Show quoted text> The way I interpret this chars in the 127..255 range are not "extended Unicode characters"
Ok, get it. But imho, characters in range 127..255 are not something special. It's something special for Perl, yes (latin-1 is default encoding). And maybe for English speakers.
For me it's just Latin-1 characters, which have codepoints < 255 in Unicode (which however does not mean that they fit 1 byte in most of commonly used unicode encodings).
Show quoted text> so I should probably rephrase to make it clearer
Ok, thanks!
Show quoted text> I think that explanation is a bit too much.
Maybe.
Show quoted text> I don't always think more documentation is better
Yes, Agree.
Show quoted text> misconception that the internal encoding of chars has semantic meaning
Maybe it has, for functions which work with bytes.

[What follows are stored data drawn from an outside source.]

PR #610, opened 2026-04-21
fix: planner convergence — unblock plan.edn Write + surface error context

H31MDALLR:
## Summary

Landed iteration 19 of the planner-convergence dogfood loop as the first **plan phase green**. Eight commits, each a distinct failure mode that iters 11–18 surfaced. The ordering here is also the order of root causes peeled off — each uncovered the next.

## Iter-by-iter chain

| commit | iter surfaced it | what was broken |
| --- | --- | --- |
| `1bef7ea1` | iter 11 | `error-details` flattened exceptions with nil `.getMessage` + no `ex-data` into `{:message "Unknown error" :data {}}`. Now attaches `:exception/class` + 8-frame stack preview. |
| `280455e4` | iter 12 | Planner's error branch extracted only `:message` from `llm-error` — discarded `:type`, `:stderr`, `:stdout`, `:timeout`. Now forwards the full llm-error shape as `:data`. |
| `b34f1ccc` | iter 13 | `process-stream-lines` exited silently on line-timeout, letting `deref process 600000` add 10 min of wall time before reporting. Now tags `:type :stream-idle` and `.destroyForcibly`s the subprocess. |
| `27bf71b3` | iter 14 | 60s line-timeout tripped on legitimate Opus 4.6 silent-reasoning pauses. Raised to 180s; progress-monitor's 120s stagnation threshold remains. |
| `9b8a94c2` | iter 15 | `Write` wasn't in `--allowedTools` — Claude CLI silently denied the planner's plan.edn Write. `mcp-tools` now carries `:Write` as a keyword; adapter transform accepts `{:mcp/server :mcp/tool}` maps AND bare keywords. |
| `d7c52ca2` | iter 16 diagnostic | `MF_STREAM_DUMP` env var appends the raw Claude stream-json to a file. Left in place — zero-cost when unset, invaluable when a new failure mode appears. |
| `405dd351` | iter 17 | Planner's Claude subprocess cwd was the miniforge repo instead of the task worktree. Write(".miniforge/plan.edn") resolved to `/Users/chris/.../miniforge/.miniforge/plan.edn` where a 20K stale plan.edn blocked Claude Code's "Read-before-Write" safety. Planner now threads session `:workdir` into the LLM request. |
[...]

PR #615, opened 2026-04-21
feat(implementer): port planner-convergence fixes — artifact wins on CLI error

H31MDALLR:
## Summary

Iter-20 of the planner-convergence dogfood landed plan phase green, then both spawned implement sub-workflows failed. The implementer had two of the same bugs the planner just got fixed in #610:

1. File-artifact container promotion was only honored when \`(llm/success? response)\` — CLI timeout AFTER the agent wrote files to the worktree discarded the work.
2. The error branch extracted only \`:message\` from llm-error, losing \`:type\`, \`:timeout\`, \`:stderr\`, \`:stdout\`, \`:exit-code\` — same undiagnosable bare-message shape.

## Fix

- \`(if (or effective-artifact (llm/success? response)) …)\` — container-promotion result preempts CLI classification. Mirrors the planner's \`(or worktree-plan (llm/success? …))\`.
- Error path forwards the full llm-error as \`:data\` with \`:stop-reason\` + \`:num-turns\` merged.
- \`:implementer/llm-called\` log event gets \`:stop-reason\` / \`:num-turns\` / \`:artifact-source\` for parity with the planner.

## Already in place (from #610)

Global fixes applied to every role; implementer inherits them:

- \`:workdir\` threading into Claude subprocess (implementer was already correct)
- \`:Write\` in \`--allowedTools\`
- stream-idle fast-fail + \`.destroyForcibly\` on hung subprocess
- 180s line-timeout for Opus reasoning pauses

## Test plan

- [x] Existing invoke/fallback tests green
- [x] **NEW**: \"file artifact wins when LLM call failed\" — iter-20 regression guard
- [x] **NEW**: \"LLM error preserves :type + timeout shape in :data\" — stop-reason, num-turns, timeout type all flow through
- [x] 11 / 66 assertions on implementer-test green
- [x] Pre-commit + GraalVM
- [ ] Post-merge: iter 21 against planner-convergence spec — expect sub-workflow implement phases to succeed (or fail with structured, diagnosable error data)

### DIFF
--- a/components/agent/src/ai/miniforge/agent/implementer.clj
+++ b/components/agent/src/ai/miniforge/agent/implementer.clj
@@ -508,16 +508,41 @@
                 {:data {:file-count (count (:code/files file-artifact))
                         :tools-called (get response :tools-called [])}}))
     (log/info logger :implementer :implementer/llm-called
-              {:data {:success (llm/success? response)
-                      :tokens tokens
-                      :streaming? (boolean on-chunk)
-                      :file-artifact-fallback? (= :file-fallback artifact-source)
-                      :tools-called (get response :tools-called [])}})
-    (if (llm/success? response)
+              {:data (cond-> {:success (llm/success? response)
+                              :tokens tokens
+                              :streaming? (boolean on-chunk)
+                              :artifact-source (or artifact-source :none)
+                              :tools-called (get response :tools-called [])}
+                       (:stop-reason response)
+                       (assoc :stop-reason (:stop-reason response))
+                       (:num-turns response)
+                       (assoc :num-turns (:num-turns response)))})
+    ;; Container-promotion precedence: if the agent wrote files into
+    ;; the worktree (file-artifact via collect-written-files) or
+    ;; submitted via the MCP artifact path, honor that even when the
+    ;; CLI itself terminated with a timeout/error. Iter-20 of the
+    ;; planner-convergence dogfood showed Claude stalling AFTER a
+    ;; successful stream of edits; the old path discarded a real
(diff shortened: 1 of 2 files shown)


H31MDALLR:
### Added root-cause fix: EOF vs stream-idle misclassification

You were right to question "timeouts after completion" — they weren't. Iter-18 stream dump showed:

```
line 49: Write tool_use (succeeded, plan.edn in worktree)
line 50: tool_result "File created successfully at ..."
line 51: assistant text "Plan written to .miniforge/plan.edn..."
line 52: RESULT subtype=success stop_reason=end_turn num_turns=21 duration_ms=329114
        — subprocess exits cleanly here —
```

…yet our runtime logged `:type :adaptive_timeout :timeout :stream-idle` at 5.5 min.

**Root cause:** `read-line-with-timeout` returned `nil` for both "clean EOF" (pipe closed after subprocess exited) and "deref hit the deadline." The loop treated both identically and set `:stream-idle`.

**Fix** (commit `a1973b2c`): `read-line-with-timeout` now returns the line string, `nil` only on clean EOF, or a sentinel `::read-timeout` on actual deadline. `process-stream-lines` handles the three cases explicitly — EOF exits the loop with no timeout reason.

This means iter-19's "first green plan" was partially papered over by the earlier `(or worktree-plan ...)` guard. That guard still has value (handles the genuine stream-idle case) but is no longer masking the misclassification. 

Same iter-20 `error_max_turns` case in the implementer: now that we correctly read to EOF, the real Claude CLI result event surfaces and we'll see `stop_reason: tool_use subtype: error_max_turns` in `:data` instead of a bogus timeout.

For me it's misconception that character with code 200 (Unicode) is 1 octet with code 200. It's true only if character is Latin-1 encoded.
On Thu May 23 01:11:08 2013, GAAS wrote:
Show quoted text> On Wed May 22 13:32:43 2013, vsespb wrote:
> > > Perl v5.8 and better allow extended Unicode characters in strings.
> > Such strings cannot be
> > > encoded directly, as the base64 encoding is only defined for
> single-
> > byte characters. The
> > > solution is to use the Encode module to select the byte encoding
> you
> > want.
> >
> > In fact Unicode characters > 127 and < 255 can be encoded with
> > MIME::Base64, they will be autoconverted to Latin-1 single-byte
> > encoding.
>
> The way I interpret this chars in the 127..255 range are not "extended
> Unicode
> characters", so in that way the statement is correct. You obviously
> interpret
> it to mean non-ASCII, so I should probably rephrase to make it
> clearer.
>
> > Digest::SHA module has same behaviour with Unicode, as MIME::Base64,
> > and it's documentation is a bit better explains how it will work
> >
http://search.cpan.org/~mshelor/Digest-SHA-
> > 5.84/lib/Digest/SHA.pm#UNICODE_AND_SIDE_EFFECTS
>
> I think that explanation is a bit too much. I don't always think more
> documentation is better. I don't want to contribute to the
> misconception that
> the internal encoding of chars has semantic meaning.